That is not by any means an exclusive list, but it does, I hope, help us to have a current understanding of what we mean by a phrase that often seems increasingly vague in its use.

The establishment are, roughly speaking, the gatekeepers to fairness and equality, and the orchestrators of a continuing cycle of injustice.

We must accept that there are degrees to which someone may be deemed to be part of the establishment or have establishment views. Basically, the more unequivocal their advocacy and support of this system, the more establishment they are. But we have to also take into consideration their position of authority and power within such a system. A poor, unemployed, working-class man who unequivocally supports such a system, mainly only does so as a voter and as a influencer within his friendship networks and rarely stands to actually gain from what the establishment sell him — in fact, as we know, it’s usually the exact opposite.

With this loose definition in mind, we only need take a look at those who campaigned most prominently to leave the EU last year to get a rough idea about whether a Leave vote in the referendum is an anti-establishment vote. As we will see, the prominent Leave campaigners undoubtedly and firmly belong to the establishment.

And, by the way, this isn’t just a hunch. We know this from the evidence of what they’ve done, what they’ve said and who they are.

Michael Gove

As former Education Secretary, he oversaw the stealth privatisation of schools on an unprecedented scale, handing over public assets to what could, in some cases, be described as pseudo-charities. The boards of trustees, chairman, CEOs and Directors often own, hold shares in, or are employed by other companies that frequently find themselves awarded contracts for work by the academies/trusts, often without a tender process.

Significantly, the academisation has served as another way of giving public land to private developers. Although the education secretary has to approve any playing field sales, evidence shows that academies have a disproportionately higher playing field sale approval rate compared to schools owned and administered by the local authority. In my view, it’s far more likely that academy trust members (as oppose to ordinary school board members and the local authority) stand to gain personally from the selling of school fields for private development due to links they have to property developers and contractors.

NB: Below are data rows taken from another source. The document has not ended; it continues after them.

PR #1110, opened 2024-02-13
Send `**kwargs` to base `_android_library`

pswaminathan:
Prior to #842, kwargs were sent to the base android library rule. In that PR, one of the branches no longer contained it. This causes any target with resources/manifest not to send kwargs, which means that e.g. `assets` don't get passed down.

### DIFF
--- a/kotlin/internal/jvm/android.bzl
+++ b/kotlin/internal/jvm/android.bzl
@@ -67,6 +67,7 @@ def _kt_android_artifact(
         # TODO(https://github.com/bazelbuild/rules_kotlin/issues/556): replace with starlark
         # buildifier: disable=native-android
         # Do not export deps to avoid all upstream targets to be invalidated when ABI changes.
+        kwargs.pop("exports", None)
         _android_library(
             name = base_name,
             resource_files = resource_files,
--- a/kotlin/internal/jvm/android.bzl
+++ b/kotlin/internal/jvm/android.bzl
@@ -63,7 +63,7 @@ def _kt_android_artifact(
             **kwargs
         )
         exported_target_labels.append(base_name)
-    elif resource_files or manifest:
+    elif resource_files or manifest or assets:
         # TODO(https://github.com/bazelbuild/rules_kotlin/issues/556): replace with starlark
         # buildifier: disable=native-android
         # Do not export deps to avoid all upstream targets to be invalidated when ABI changes.
--- a/kotlin/internal/jvm/android.bzl
+++ b/kotlin/internal/jvm/android.bzl
@@ -49,6 +49,7 @@ def _kt_android_artifact(
 
     exported_target_labels = [kt_name]
     manifest = kwargs.get("manifest", default = None)
+    assets = kwargs.get("assets", default = [])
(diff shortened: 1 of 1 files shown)


kotlin/internal/jvm/android.bzl
```diff
@@ -76,6 +76,7 @@ def _kt_android_artifact(
             enable_data_binding = enable_data_binding,
             tags = tags,
             visibility = ["//visibility:private"],
+            **kwargs
```
Bencodes, line 79: @oliviernotteghem is there a reason you opted to not pass the full kwargs for this case?

Bencodes: @pswaminathan I think you also want to check for assets in the conditional that gates this logic.

```
if resource_files or manifest or assets:
```

kotlin/internal/jvm/android.bzl
```diff
@@ -63,19 +64,20 @@ def _kt_android_artifact(
...
         # TODO(https://github.com/bazelbuild/rules_kotlin/issues/556): replace with starlark
         # buildifier: disable=native-android
         # Do not export deps to avoid all upstream targets to be invalidated when ABI changes.
+        kwargs.pop("exports", default = None)
         _android_library(
             name = base_name,
             resource_files = resource_files,
             deps = deps,
             custom_package = kwargs.get("custom_package", default = None),
-            manifest = manifest,
```
pswaminathan, line 75: This removal is here because, if we are passing `kwargs`, `manifest` will still be in the dict (by virtue of using `.get`), and so will be passed twice.

kotlin/internal/jvm/android.bzl
```diff
@@ -63,19 +64,19 @@ def _kt_android_artifact(
...
         _android_library(
             name = base_name,
             resource_files = resource_files,
             deps = deps,
-            custom_package = kwargs.get("custom_package", default = None),
-            manifest = manifest,
             enable_data_binding = enable_data_binding,
             tags = tags,
             visibility = ["//visibility:private"],
+            **kwargs
```
Bencodes, line 79: I'd still just pass the assets here instead of the entire `kwargs`.

pswaminathan: It's not just assets though. If assets is provided, assets_dir must be provided. Providing one and not the other causes an error in android_library. This is a prime example of why we shouldn't be white-listing which arguments to pass down.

Gove’s academisation of education has also led to the increased use of agency and non-permanent contracted workers who usually get paid less and have less rights. We also have seen a link to academy and free school staff being placed on zero hours contracts and recruiting for teachers who are not even qualified to teach. This is not just about cutting red tape. It’s about removing local and national accountability through stealth privatisation and shrinking the state.

We know that all of this is happening while academy trusts pay their CEOs and directors vast wages (which all comes from the public purse). We also know that academies offer significantly less legal rights to parents and pupils.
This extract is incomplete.